- **Supplied records**:
PR #616, opened 2024-06-12
notifi-dapp-example (ODF specific): make sure localStorage is removed before route back to root

eric-notifi:
As title, Try to resolve the edge case the the infinite spin showing up after re-deploying

No need
N/A

### DIFF
--- a/packages/notifi-dapp-example/src/hooks/useNotifiRouter.ts
+++ b/packages/notifi-dapp-example/src/hooks/useNotifiRouter.ts
@@ -53,12 +53,16 @@ export const useNotifiRouter = () => {
 
   useEffect(() => {
     if (loginError) {
-      handleRoute('/');
       if (selectedWallet) {
         wallets[selectedWallet].disconnect();
       } else if (injectiveSelectedWallet) {
         injectiveWallets[injectiveSelectedWallet].disconnect();
       }
+      setTimeout(() => {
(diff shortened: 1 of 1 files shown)


packages/notifi-dapp-example/src/hooks/useNotifiRouter.ts
```diff
@@ -53,12 +53,16 @@ export const useNotifiRouter = () => {
...
       if (selectedWallet) {
         wallets[selectedWallet].disconnect();
       } else if (injectiveSelectedWallet) {
         injectiveWallets[injectiveSelectedWallet].disconnect();
       }
+      setTimeout(() => {
+        /** NOTE: preserve 0.5s to make sure cache is cleaned before route back to root dir*/
+        console.log(`LOGIN ERROR: ${JSON.stringify(loginError)}`);
+        handleRoute('/');
+      }, 5000);
```
ankush-notifi, line 65: I noticed that the note mentions a 0.5-second delay to ensure the cache is cleaned before routing back to the root directory. However, the code currently has a 5-second delay. Could you please confirm if this is intentional or if it should be 500 milliseconds instead of 5000 milliseconds as per the note?

cc @eric-notifi

eric-notifi: Nice catch!! I was gona do 500. Thanks @ankush-notifi.

PR #623, opened 2024-06-24
xion-wallet sdk support

ankush-notifi:
xion-wallet sdk support
https://notifi.atlassian.net/browse/MVP-4964
https://notifi.atlassian.net/browse/MVP-4965

### DIFF
--- a/packages/notifi-dapp-example/src/components/WalletSelectModal.tsx
+++ b/packages/notifi-dapp-example/src/components/WalletSelectModal.tsx
@@ -14,16 +14,7 @@ export const WalletSelectModal: FC<WalletSelectModalProps> = ({
 }) => {
   const { wallets } = useWallets();
   const availableWallets = objectKeys(wallets);
-  let walletsRequiredForGMX: typeof availableWallets = [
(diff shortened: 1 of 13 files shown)


packages/notifi-dapp-example/src/components/WalletSelectModal.tsx
```diff
@@ -14,16 +14,7 @@ export const WalletSelectModal: FC<WalletSelectModalProps> = ({
...
-    'metamask',
-    'coinbase',
-    'rabby',
-    'walletconnect',
-    'binance',
-    'okx',
-    'rainbow',
-    'zerion',
-  ];
+  let walletsRequiredForGMX: typeof availableWallets = ['xion'];
```
eric-notifi, line 17: Ah ... well, I understand this one is specifically for Xion dapp. 
However, this is good. But do you think it might be better to separate this PR into two:
1. for the generic sections which can be be use commonly in the future. (ex. notifi-wallet-provider) --> against main branch 
2. for others, we can make it specifically for Xion

PR #624, opened 2024-06-24
Style Xion Dapp 

marukohao:


eric-notifi (commented):
Well, Would it be a better idea to create a folk version repo. There will be few benifits.
1. Clients related codebase will not always be exposed publicly.
2. The branch will not be growing big rapidly, which might confuse users.

> **NOTE**
> I think only those changes which possibly need to be merged into main would be the branch of notifi-sdk-ts. How do you think?
CC: @marukohao @ankush-notifi @nimesh-notifi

- **Task statement**:
Every line above with the string "components" in it needs to be copied.

- **Solution to this problem**:
--- a/packages/notifi-dapp-example/src/components/WalletSelectModal.tsx
+++ b/packages/notifi-dapp-example/src/components/WalletSelectModal.tsx
packages/notifi-dapp-example/src/components/WalletSelectModal.tsx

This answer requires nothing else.